O Brasil foi o último país do Ocidente a libertar seus escravos e, ao que se sabe, a Lei Áurea foi, na verdade, o resultado de um processo abolicionista. Em 1850, por exemplo, a Lei Eusébio de Queirós decretou o fim do tráfico de escravos. Vinte e um anos mais tarde, a Lei nº 2.040/1871, tornou livres os negros nascidos a partir de então e, em 1885, a Lei dos Sexagenários, deu liberdade aos escravos que completassem 60 anos de idade.


Mas o legado de Isabel deixou o país dividido. De um lado, os libertos foram, da noite para o dia, despejados em uma sociedade que os tratava como menos. A escravidão social continuou, embora, no papel, fossem livres. Em direção oposta, a maior parte dos latifundiários, obrigada a libertar seus escravos por força de lei e, com a promessa de serem ressarcidos pelo Império, não recebeu os valores devidos pela monarquia, o que impulsionou o fortalecimento do movimento republicano, culminando com a Proclamação da República, um ano após a abolição da escravatura.


É possível imaginar as dificuldades vividas pelos ex-escravos, na tentativa de iniciar uma nova história. O que não se tem ideia é da intensidade do sofrimento que sentiram apenas por terem o tom da pele mais escura. Sofrimento, aliás, que se sente até hoje, em um país que se omite em valorizar a contribuição dos negros para o desenvolvimento da nação, para o fortalecimento da nossa democracia e para os movimentos em defesa dos direitos humanos. Sim, porque somos todos de uma mesma espécie: a espécie humana.

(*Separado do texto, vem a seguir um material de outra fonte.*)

Issue #438, opened 2017-11-27
Thread / eventlet safety of context managers?


rmmr:
I was looking at the inner workings of the translation fallback mechanisms, mostly looking at the helper functions defined at /utils.py . I was curious how you handled concurrency for the context manager `fallbacks()`. This manager function directly modifies settings.ENABLE_FALLBACKS without accounting for any concurrency?

This won't cause any problems for sync workers, but both threaded and async workers can (and most likely will) run into problems. I highly recommend the use of of a Thread Local's object. If you look at Django's source code you will find plently of examples e.g. https://github.com/django/django/blob/5a6f70b4281817656db2f36c5919036d38fcce7f/django/core/cache/__init__.py

zlorf:
Good point.

PR #657, opened 2022-11-05
Make Context Managers (`fallbacks` and `auto_populate`) Thread Safe

saadmk11:
We have been facing issues with `django-modeltranslation` while running **Django** with **Gunicorn** in **multi-threaded** mode.

We were using `fallbacks` context manager and we would sometimes see that all the translation fields in some pages shows `None` even though `MODELTRANSLATION_ENABLE_FALLBACKS` was set to `True`. After some investigation we found that `fallbacks` context manager is changing `MODELTRANSLATION_ENABLE_FALLBACKS` global settings dynamically which meant that another thread accessing the same settings at the same time will receive the changed value.

After looking around the issue tracker we found a related issue and this PR tries to solve it.

closes https://github.com/deschler/django-modeltranslation/issues/438

### DIFF
--- a/modeltranslation/thread_context.py
+++ b/modeltranslation/thread_context.py
@@ -1,28 +1,33 @@
 import threading
+from typing import Literal, Union
 
 from modeltranslation import settings
 
 
+AutoPopulate = Union[bool, Literal["all", "default", "required"]]
+
+
 class ModelTranslationThreadLocal(threading.local):
     """Holds thread-local data for modeltranslation."""
-    auto_populate = None
-    enable_fallbacks = None
+
+    auto_populate: Union[AutoPopulate, None] = None
+    enable_fallbacks: Union[bool, None] = None
 
 
 _mt_thread_context = ModelTranslationThreadLocal()
 
 
-def set_auto_populate(value):
+def set_auto_populate(value: Union[AutoPopulate, None]) -> None:
     """Set the auto_populate for the current thread."""
     _mt_thread_context.auto_populate = value
 
 
-def set_enable_fallbacks(value):
+def set_enable_fallbacks(value: Union[bool, None]) -> None:
     """Set the enable_fallbacks for the current thread."""
     _mt_thread_context.enable_fallbacks = value
 
 
-def auto_populate_mode():
+def auto_populate_mode() -> AutoPopulate:
     """Return the auto_populate mode for the current thread."""
     auto_populate = _mt_thread_context.auto_populate
 
@@ -32,7 +37,7 @@ def auto_populate_mode():
     return settings.AUTO_POPULATE
 
 
-def fallbacks_enabled():
+def fallbacks_enabled() -> bool:
     """Return whether fallbacks are enabled for the current thread."""
     enable_fallbacks = _mt_thread_context.enable_fallbacks
 
--- a/modeltranslation/thread_context.py
+++ b/modeltranslation/thread_context.py
@@ -1,0 +1,42 @@
+import threading
+
+from modeltranslation import settings
+
+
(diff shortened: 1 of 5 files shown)


modeltranslation/thread_context.py
```diff
@@ -0,0 +1,42 @@
+import threading
+
+from modeltranslation import settings
+
+
+class ModelTranslationThreadLocal(threading.local):
+    """Holds thread-local data for modeltranslation."""
+    auto_populate = None
```
last-partizan, line 8: maybe it's better to set default values from settings?

```suggestion
    auto_populate: Union[bool, Literal['all', 'default', 'required']] = settings.AUTO_POPULATE
```

so we can remove "is not None" checks from getters.

And let's try to provide types for new code.

modeltranslation/utils.py
```diff
@@ -141,12 +147,11 @@ def auto_populate(mode='all'):
...
             call_command('loaddata', 'fixture.json')
     """
-    current_population_mode = settings.AUTO_POPULATE
-    settings.AUTO_POPULATE = mode
+    set_auto_populate(mode)
     try:
         yield
     finally:
-        settings.AUTO_POPULATE = current_population_mode
+        set_auto_populate(None)
```
last-partizan, line 154: It isn't "None", it's supposed to revert to previous value.

modeltranslation/utils.py
```diff
@@ -163,12 +168,11 @@ def fallbacks(enable=True):
...
     knowing the language)
     """
-    current_enable_fallbacks = settings.ENABLE_FALLBACKS
-    settings.ENABLE_FALLBACKS = enable
+    set_enable_fallbacks(enable)
     try:
         yield
     finally:
-        settings.ENABLE_FALLBACKS = current_enable_fallbacks
+        set_enable_fallbacks(None)
```
last-partizan, line 175:
```suggestion
        set_enable_fallbacks(None)
```

same here, need's to be reverted to previous.

last-partizan (changes requested):

modeltranslation/thread_context.py
saadmk11: @last-partizan Not setting default value was intensional here. Setting default value will make `fallbacks_enabled()` and `auto_populate_mode()` always return the value from thread local (unless context manager is used). And this will break in 2 places:

1. In tests `seetings.override` will not work as expected for `ENABLE_FALLBACKS` and `AUTO_POPULATE`.
2. if for some reason user changes theses settings at run time the thread locals value will not change. So the settings change will not be effective.

Please let me know if this makes sense. :)

modeltranslation/utils.py
saadmk11: This will remove the value from thread local which will make fallbacks_enabled() and auto_populate_mode() return the value from settings

modeltranslation/thread_context.py
saadmk11: Similar to:
https://github.com/django/django/blob/967f8750ab63f9ca74ce63ada580ccc5b10b3f3b/django/utils/translation/trans_real.py#L320

https://github.com/django/django/blob/967f8750ab63f9ca74ce63ada580ccc5b10b3f3b/django/utils/translation/trans_real.py#L301

modeltranslation/thread_context.py
```diff
@@ -0,0 +1,47 @@
+import threading
+from typing import Literal, Union
```
last-partizan, line 2:
```suggestion
from typing import Union
from typing_extensions import Literal
```

last-partizan:
Merging this as is, and will add `typing_extensions` dependency myself.

PR #821, opened 2026-09-03
Support dark mode and fix language selector in tabbed translation fields

vlazaroes:
### CSS (`tabbed_translation_fields.css`)

* **Dark mode support**: Now uses Django's admin CSS variables, each with a fallback to the original hardcoded value, so installations without these variables retain exactly the same appearance as before.
* **Layout with many languages**: The tab bar now wraps onto multiple rows as needed.
* **Consistent tab style**: Added `text-transform: uppercase` and `font-weight: 500` to the tab labels to follow the same visual conventions as the Django admin.

### JS (`tabbed_translation_fields.js`)

* **One-way select sync**: Changing the select moved the active tab, but clicking a tab never updated the select. `MainSwitch.update()` now also listens for jQuery UI's `tabsactivate` event to keep both in sync.
* **Tab tooltips**: Each tab now has a `title` attribute containing the language's full display name (e.g. hovering over "fr" shows "French").
* **`getLanguages()` bug with compound language codes**: It extracted the language code by splitting the field's `id` attribute and taking the last segment. This breaks for language codes that contain an underscore (e.g. `zh_cn` or `zh_tw`), causing the select to contain `"cn"`/`"tw"` instead of `"zh-cn"`/`"zh-tw"`.

Screenshot 2026-09-03 at 15 02 44
Screenshot 2026-09-03 at 15 02 52

### DIFF
--- a/modeltranslation/static/modeltranslation/css/tabbed_translation_fields.css
+++ b/modeltranslation/static/modeltranslation/css/tabbed_translation_fields.css
@@ -30,8 +30,8 @@ backward compatibility:
 .ui-tabs .ui-tabs-nav { margin: 0; padding: .2em .2em 0; }
 .ui-tabs .ui-tabs-nav li { list-style: none; float: left; position: relative; top: 1px; margin: 0 .2em 1px 0; border-bottom: 0 !important; padding: 0; white-space: nowrap; }
 .ui-tabs .ui-tabs-nav li a { float: left; padding: .5em 1em; text-decoration: none; }
-.ui-tabs .ui-tabs-nav li.ui-tabs-active, .ui-tabs .ui-tabs-nav li.ui-tabs-selected { margin-bottom: 0; padding-bottom: 1px; }
-.ui-tabs .ui-tabs-nav li.ui-tabs-active a, .ui-tabs .ui-tabs-nav li.ui-tabs-selected a, .ui-tabs .ui-tabs-nav li.ui-state-disabled a, .ui-tabs .ui-tabs-nav li.ui-state-processing a { cursor: text; }
+.ui-tabs .ui-tabs-nav li.ui-tabs-active, .ui-tabs .ui-tabs-nav li.ui-tabs-selected { margin-bottom: 0; padding-bottom: 0; }
+.ui-tabs .ui-tabs-nav li.ui-state-disabled a, .ui-tabs .ui-tabs-nav li.ui-state-processing a { cursor: text; }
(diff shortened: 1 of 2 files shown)


last-partizan:
That's nice, thank you.

In the future, please split different fixes into different PR's.

modeltranslation/static/modeltranslation/css/tabbed_translation_fields.css
```diff
@@ -41,14 +41,21 @@ backward compatibility:
...
 .ui-tabs { padding: 0; }
-.ui-tabs .ui-tabs-nav { padding: 5px 0 0 10px; border-bottom: 1px solid #EEEEEE; }
+.ui-tabs .ui-tabs-nav {
+    padding: 5px 0 0 10px;
+    border-bottom: 1px solid var(--hairline-color, #EEEEEE);
+    display: flex;
+    flex-wrap: wrap;
+    align-items: flex-end;
+    row-gap: 2px;
+}
```
last-partizan, line 51: `.ui-tabs-nav` is switched to `display:flex; align-items:flex-end`, but its `<li>` children (unchanged, further up the file) still carry `float:left; position:relative; top:1px`. Floats are inert inside a flex container, but `position:relative; top:1px` still applies, nudging every tab 1px below the flex baseline — a layout leftover from the float era that wasn't cleaned up when switching to flex.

Parte considerável dos afrodescendentes não celebra o 13 de Maio como um dia festivo, porque defende que tratou-se de um dia de “despejo”, de “descarte”, e não de acolhimento, como poderia ter sido. Uma grande ferida social, que até hoje sangra em manifestações racistas nos campos de futebol, no mercado de trabalho, e em brincadeiras inconvenientes no meio social.


Talvez, o legado de Isabel tenha sido maior do que ela poderia imaginar que seria, pois, a luta pela igualdade, pelo direito de ser diferente, ganhou mentes e corações, ampliando-se para outras minorias, que igualmente sofrem a opressão, são vítimas de discriminação, preconceito e violência.


O aumento da intolerância e o ressurgimento de movimentos extremistas na sociedade brasileira, acende a luz de alerta. O ódio por aquele que pensa diferente voltou a dividir nossa sociedade, numa triste e vergonhosa evidência do retrocesso que estamos vivenciando em pleno século XXI.


Portanto, o 13 de Maio não é apenas uma data para a reflexão dos descendentes de escravos, mas para todos nós, brasileiras e brasileiros que desejamos um país livre da ignorância e da maldade.